This exhibition is noteworthy in that the artists interrupted an uneasy space and contemplated the concept of recycling in addition to each art work’s artistic achievement. As it was written in the exhibition preface, this show is “focusing on the characteristics of recyclable goods which are that buying things is not simple consumption but is a connection to emotional communication by backtracking the history and memory of each object.” So the exhibition suggested methods of consumption different from buying and selling. These include exchanging and treasure hunting and it brought attention to the distinctive value of goods, which is not that of high price luxury items, but of ordinary people’s memories and remembrances. Meanwhile, the artists visited the recycling center several times to understand the space and observe people and things coming and going. It might have given the artists an opportunity to observe the specific community which is the collection of individual lives that gather in this place. Already, this exhibition gave a new meaning to exhibition space by using a recycling center.The exhibition opened the possibility to a recycling center being an excavation site. For example, the recyclable goods in the recycling center in Gangnam office town are very different from those in the Seodaemun-gu recycling center, which is in a residential district. It can be thought that this is a shadow of different lives. In this way, a recycling center can become a starting point for drawing an ecological topography of the city, a place for gathering things that have passed through people’s lives, and an archeological site for understanding the community of the surrounding area. Another interesting thing is that this exhibition was recycled right after it was finished. At this time, in Pangyo Eco Center, the artists are exhibiting their works, their ideas conceived over several months of visiting the recycling center, the process of creating their work, and the record of the exhibition process. This exhibition is site-specific to the recycling center.

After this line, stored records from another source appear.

PR #150, opened 2022-01-11
feat: Remove erronous? lock to x86_64-linux

### LINKED ISSUE #144: Compatibility with Mac M1's
When trying to do rails:db migrate, I encounter this error message due to apollo-federation gem:

rails aborted!
LoadError: cannot load such file -- google/protobuf_c

google/protobuf is the issue, but not sure how to solve this
https://github.com/protocolbuffers/protobuf/issues/8062

daemonsy:
# What's up? 

Hoping this will resolve #144 , where it seems like folks using M1 might have issue with the platform being forced to use the linux binary. Also updates bundler to the latest/greatest, which keeps turning up when you search for M1 compatibility issues, though not directly related to this one. 

Hopefully the bundler update accounts for the fact there are multiple mac platform types better. 

This platform change was introduced by semantic release bot in https://github.com/Gusto/apollo-federation-ruby/commit/631ebfe4bf4fb2d4097f6322be321b8814755234#diff-89cade48462044ee1b672dc5f4c3ec250fbd29effcd8932096a23c1283c6731fR44 which could be a bundler bug :shrug:

### DIFF
--- a/apollo-federation.gemspec
+++ b/apollo-federation.gemspec
@@ -28,7 +28,7 @@ Gem::Specification.new do |spec|
 
   spec.add_dependency 'graphql', '>= 1.9.8'
 
-  spec.add_runtime_dependency 'google-protobuf', '~> 3.7'
+  spec.add_runtime_dependency 'google-protobuf', '~> 3.13.0'
 
   spec.add_development_dependency 'actionpack'
   spec.add_development_dependency 'appraisal'
--- a/Gemfile.lock
+++ b/Gemfile.lock
@@ -2,7 +2,7 @@ PATH
   remote: .
   specs:
     apollo-federation (1.1.5)
-      google-protobuf (~> 3.7)
+      google-protobuf (~> 3.13.0)
       graphql (>= 1.9.8)
 
 GEM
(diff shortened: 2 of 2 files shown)


apollo-federation.gemspec
```diff
@@ -28,7 +28,7 @@ Gem::Specification.new do |spec|
 
   spec.add_dependency 'graphql', '>= 1.9.8'
 
-  spec.add_runtime_dependency 'google-protobuf', '~> 3.7'
+  spec.add_runtime_dependency 'google-protobuf', '~> 3.13.0'
```
daemonsy, line 31: Wanted to only keep the minor to `3.13` since this PR is only about removing the platform lock. 

Also guessing typically if we wanted to lock versions, having it locked to patch and having the maintainers manually bump minor/major versions is more intention revealing.

daemonsy:
Kudos to @toreriklinnerud for debugging this with me. More context, bundler 2.20 introduced the specific platform locking and may have contributed to this. For more context: 

https://github.com/rubygems/rubygems/issues/4269#issuecomment-758564690
https://github.com/rubygems/rubygems/pull/4127

geshwho (approved):
LGTM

What new story can be created by changing the exhibition place? A recycling exhibition can function in two, possibly parallel, ways: first as an archive of exhibition material and second in having a new purpose and concept by being re-contextualized in a different environment. It often happens that an exhibition, in its finished form, is shown repeatedly in different museums. However in the case of a site-specific exhibition, like this one, certainly there is a need to re-contextualize to repeat an exhibition unless it is being archived. When things are moved from among recyclable goods to a totally different place, what will happen to them? Like the recyclable goods that stay for a while in this recycling center, they meet new owners and have new life experiences.